There is an algebraic theory that I'm thinking of trying to develop and I wanted to know if it had any real world prevalence --- I'd like to know an example of a generator L of a Fukaya category on a compact symplectic manifold where this Lagrangian has the properties that :

1) Simply connected,but not a sphere or a product of spheres 2) The homology of the Floer complex HF*(L,L) is isomorphic as an algebra to H*(L). (Edit: as an ordinary algebra, the higher operations induced by the perturbation lemma can be different.) Extra points if the Floer theory can in a reasonable sense be defined over C. I'd also be really interested to know why this situation can't happen.

Edit: I know it is kind of rare for a single Lagrangian(impossible?) to generate a Fukaya category. I'd be happy to have a bunch of such Lagrangians L_i where at least one of them was as above as long as Hom(L_i, L_j)=0 for i not equal to j...

• Regarding a single Lagrangian generating a Fukaya category, maybe this is relevant?: arxiv.org/abs/1003.4449 Sep 16 '10 at 8:55

Even the condition that you have a collection of Lagrangians which are categorically orthogonal and each with $HF^\ast(L)=H^\ast(L)$ as an $A_{\infty}$ algebra is unreasonable: There could a priori be symplectic manifolds with such Fukaya categories, but at the present state of knowledge, it is unlikely that we would be able to prove it since all methods for proving that a certain collection of Lagrangians generate the Fukaya category ultimately pass through a split-generation result for the diagonal (even the one used in Seidel's book can be interpreted in that language).
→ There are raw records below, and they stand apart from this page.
PR #2232, opened 2022-07-29
BMD Text to Speech via kiosk-browser

adghayes:
## Checklist


adghayes:
Text-to-speech works again with this PR, but I need some feedback! I have not written testing yet.

@benadida I'm looking for feedback on a few parts of this change in particular:

- In the newly implemented `KioskTextToSpeech` I have to do a little bit of complicated promise management. Because `SpeechSynthesis` is not managing the queue of utterances anymore, we have to do it ourselves. But in order to keep `speak`'s behavior such that it only resolves when speaking is done, we have to maintain a queue of promises and resolve them only after that particular speaking is done. Got the idea from [this article](https://medium.com/@karenmarkosyan/how-to-manage-promises-into-dynamic-queue-with-vanilla-javascript-9d0d1f8d4df5). Let me know if it seems somehow problematic.
- Because muting now requires a call to `kiosk-browser` which is asynchronous, all actions that trigger muting are now asynchronous as well. I did some type rearrangements to make that work. An alternative is to make the `kiosk-browser` API synchronous, but I didn't want to synchronously wait for a child process.
- I've removed most of the SpeechSynthesis content. It seems like we were working hard to let that load properly, and getting rid of it removes a good deal of code. Let me know if anything should be kept.
- Originally there was a [call to `mute` in `App`'s renderer function](https://github.com/votingworks/vxsuite/blob/e052702bffb624b9ebce577d5970b42403815bff/frontends/bmd/src/app.tsx#L56), I'm not sure if that had a particular motivation.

On the other hand, the category you describe does not have such a resolution (you can see this by noting its Hochschild cohomology is a direct sum of homologies of free loop spaces and hence is of finite homological dimension).

• Hi Mohammed, It's great to have such an expert answering questions. One quick thing, I think maybe either I did not say what I meant or I am misinterpreting what you wrote, but when I say that I want the homology of HF*(X)=H*(L,L) I meant as an ordinary algebra(in other words agreeing up to m_2) there can be different higher operations. Sep 16 '10 at 15:20
• I intentionally answered the question for $A_{\infty}$ algebra structures as opposed to cohomology because I can't think of any reasonably geometric criterion which make the products agree, while the higher products to diverge. Moreover, I highly doubt that you can construct a smooth $A_\infty$ category by taking the $A_\infty$ structure on cohomology and changing the higher products. Sep 17 '10 at 1:05
• Hum, that last sentence sounds like the kind of explanation I'd like to understand a little bit more, but I'm currently confused by it... isn't that exactly what happens in the Landau Ginzburg models (k[[x]],x^n) n>2 the Koszul dual to that is k[e]/e^2 in an odd variable, with a single higher operation e^(n-tensor power)-->1. Your claim is maybe that this can't happen except in the case of torus? Or is this an issue of Z/2Z grading versus Z grading? Sep 17 '10 at 3:06
• How about if I give you Z/2Z grading and I allow you to vary even $m_2$ but as you were suggesting I want $HF^*(L,L)$ to be smooth as a dg-algebra and I want it to make sense for some possibly small non-zero value of the parameter t? In other words, I want it to give me a non-formal deformation of the de Rham algebra to a smooth algebra? Sep 17 '10 at 3:28
• If you allow yourself to vary $m_2$, then you're essentially allowing an arbitrary proper Calabi-Yau algebra, and there are indeed going to be some that are smooth (though I'm not the expert on this subject). The question becomes too general at this stage to probably have a good answer. The example that you have in mind for the Landau-Ginzburg model requires changing $m_2$. Sep 17 '10 at 18:35

Even without the condition that $HF(L,L)$ is $A_\infty$-isomorphic to $H^\ast(L)$, your conditions are set up in such a way as to disable the standard tricks. This doesn't rule out the existence of examples, but it does make them hard to find.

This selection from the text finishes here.